Every call to receive is just qdiscDequeue on that EndPoints QDisc. Whenever an event arises from a socket, qdiscEnqueue is called with the relevant metadata in the same thread that reads from the socket. You can be clever about when to block here, so as to control network ingress. This applies also to loopback connections (an EndPoint connects to itself), in which case blocking on the enqueue would only block some thread in your program rather than some chatty network peer. The Event which is to be enqueued is given to qdiscEnqueue so that the QDisc can know about open connections, their identifiers and peer addresses, etc.

Constructors

QDisc 

Fields

  • qdiscDequeue :: IO t

    Dequeue an event.

  • qdiscEnqueue :: EndPointAddress -> Event -> t -> IO ()
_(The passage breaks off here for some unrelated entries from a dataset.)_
PR #5721, opened 2022-07-12
Only include skipped_targets in result when --debug is passed

emjin:
Skipped_targets takes a huge amount of memory and isn't even read by core_output
when debug isn't set (see `core_output.py`). Frankly I have questions whether it's
useful at all in this form, but let's start by not including it in the final
result if `--debug` isn't passed.

On angular/angular, reduces final physical memory used by 1G.

I'd like to restructure our code so that skipped targets aren't being saved at all when
--debug isn't passed, but that's more work so fixing this part first.

PR checklist:

### DIFF
--- a/semgrep-core/src/core/Report.ml
+++ b/semgrep-core/src/core/Report.ml
@@ -175,7 +175,9 @@ let make_final_result results rules ~debug ~report_time ~rules_parse_time =
 
   (* These fields take a lot of space and aren't always necessary *)
   let skipped_targets =
-    if debug then results |> Common.map (fun x -> x.skipped_targets) |> List.flatten else []
+    if debug then
+      results |> Common.map (fun x -> x.skipped_targets) |> List.flatten
+    else []
   in
   let file_times = results |> Common.map (fun x -> x.profiling) in
   let final_profiling =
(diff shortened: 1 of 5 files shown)


semgrep-core/src/core/Report.ml
```diff
@@ -169,11 +169,15 @@ let collate_rule_results :
     profiling = { file; rule_times = profiling };
   }
 
-let make_final_result results rules ~report_time ~rules_parse_time =
+let make_final_result results rules ~debug ~report_time ~rules_parse_time =
   let matches = results |> Common.map (fun x -> x.matches) |> List.flatten in
   let errors = results |> Common.map (fun x -> x.errors) |> List.flatten in
+
+  (* These fields take a lot of space and aren't always necessary *)
```
IagoAbal: `... and aren't necessary except when running in debugging mode` ?

IagoAbal (approved):
The changes to Core look good! I would just make sure that our assumptions are correct and that CLI will never request `skipped_targets` unless `--debug` is given. We could also add a comment in the CLI's code, in case CLI devs one day decide to change this?

emjin (commented):
Clarify comment

Edit: huh I don't know what I expected to happen when I tried that box

emjin:
Failing test is build docker image because of github actions so I'm merging

PR #5722, opened 2022-07-12
Support not blocking triage ignored issues

ajbt200128:
PR checklist:

### DIFF
--- a/changelog.d/cli-162.added
+++ b/changelog.d/cli-162.added
@@ -1,0 +1,1 @@
+Semgrep CI will now not block builds on triage ignored issues
--- a/changelog.d/cli-162.added
+++ b/changelog.d/cli-162.added
@@ -1,1 +1,1 @@
-Semgrep CI will now not block builds on triage ignored issues
+`semgrep ci` will now not block builds on triage ignored issues
--- a/cli/src/semgrep/app/scans.py
+++ b/cli/src/semgrep/app/scans.py
@@ -32,6 +32,8 @@ class ScanHandler:
         self._autofix = False
         self.dry_run = dry_run
         self._dry_run_rules_url: str = ""
+        self._skipped_syntactic_ids: List[str] = []
+        self._skipped_match_based_ids: List[str] = []
 
     @property
     def autofix(self) -> bool:
@@ -39,6 +41,20 @@ class ScanHandler:
         Seperate property for easy of mocking in test
         """
         return self._autofix
+
+    @property
+    def skipped_syntactic_ids(self) -> List[str]:
+        """
+        Seperate property for easy of mocking in test
+        """
+        return self._skipped_syntactic_ids
+
+    @property
+    def skipped_match_based_ids(self) -> List[str]:
+        """
+        Seperate property for easy of mocking in test
+        """
+        return self._skipped_match_based_ids
 
     def _get_deployment_details(self) -> Tuple[Optional[int], Optional[str]]:
         """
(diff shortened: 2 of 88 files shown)


changelog.d/cli-162.added
```diff
@@ -0,0 +1 @@
+Semgrep CI will now not block builds on triage ignored issues
```
brendongo:
```suggestion
`semgrep ci` will now not block builds on triage ignored issues
```

cli/tests/e2e/snapshots/test_ci/test_nosem/noautofix---enable-nosem/output.txt
```diff
@@ -22,6 +22,10 @@ Findings:
           ⋮┆----------------------------------------
          11┆ y == y
           ⋮┆----------------------------------------
+         23┆ b == b # Triage ignored by syntactic_id
```
brendongo, line 25: shouldn't these not show up here since they are ignored?

cli/src/semgrep/app/scans.py
```diff
@@ -156,7 +174,12 @@ def report_findings(
             for match in matches_of_rule
         ]
         new_ignored, new_matches = partition(
-            all_matches, lambda match: bool(match.is_ignored)
+            all_matches,
+            lambda match: bool(
+                match.is_ignored
+                or match.syntactic_id in self.skipped_syntactic_ids
```
brendongo: Is it correct to count the matches skipped cause of triage as a `new_ignored`

cli/tests/e2e/snapshots/test_ci/test_nosem/noautofix---enable-nosem/output.txt
ajbt200128: No, this test does not use the CI for rules, it uses the registry. So if there's no response from the app then there's no issues to triage ignore
No login token:
https://github.com/returntocorp/semgrep/blob/7e330b3f29b942a03237262e94d668037fcdf9a6/cli/tests/e2e/test_ci.py#L758-L766

cli/src/semgrep/commands/ci.py
```diff
@@ -385,6 +385,16 @@ def ci(
                 match for match in matches if not match.is_ignored or keep_ignored
             ]
         else:
+            if scan_handler:
```
brendongo, line 389: I think we should add a comment somewhere around here that mentions that blocking findings that have been triaged in UI count as non blocking findings

brendongo: Is that what is happening?

cli/src/semgrep/app/scans.py
ajbt200128: In the linear ticket and after talking with vivek they expect them to just go to the ignored endpoint which is anything in `new_ignored` I guess the name is a misnomer

cli/src/semgrep/commands/ci.py
ajbt200128: They don't count as non blocking findings they're counted as ignored findings i.e. `//nosemgrep` which are still reported to the backend just not the CLI output

brendongo (approved):

cli/src/semgrep/app/scans.py
ajbt200128: But then also new_matches is too as the matches could have been found before. I think `new` here means just to send to the app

    qdiscEnqueue ep ev t enqueues and event t, originated from the given remote endpoint ep and with data ev.

    ep might be the local endpoint if it relates to a self-connection.

    ev might be in practice the value given as t. It is passed in the abstract form t to enforce it is dequeued unmodified, but the QDisc implementation can still observe the concrete form ev to make prioritization decisions.

simpleUnboundedQDisc :: forall t. IO (QDisc t) Source #

A very simple QDisc backed by an unbounded channel.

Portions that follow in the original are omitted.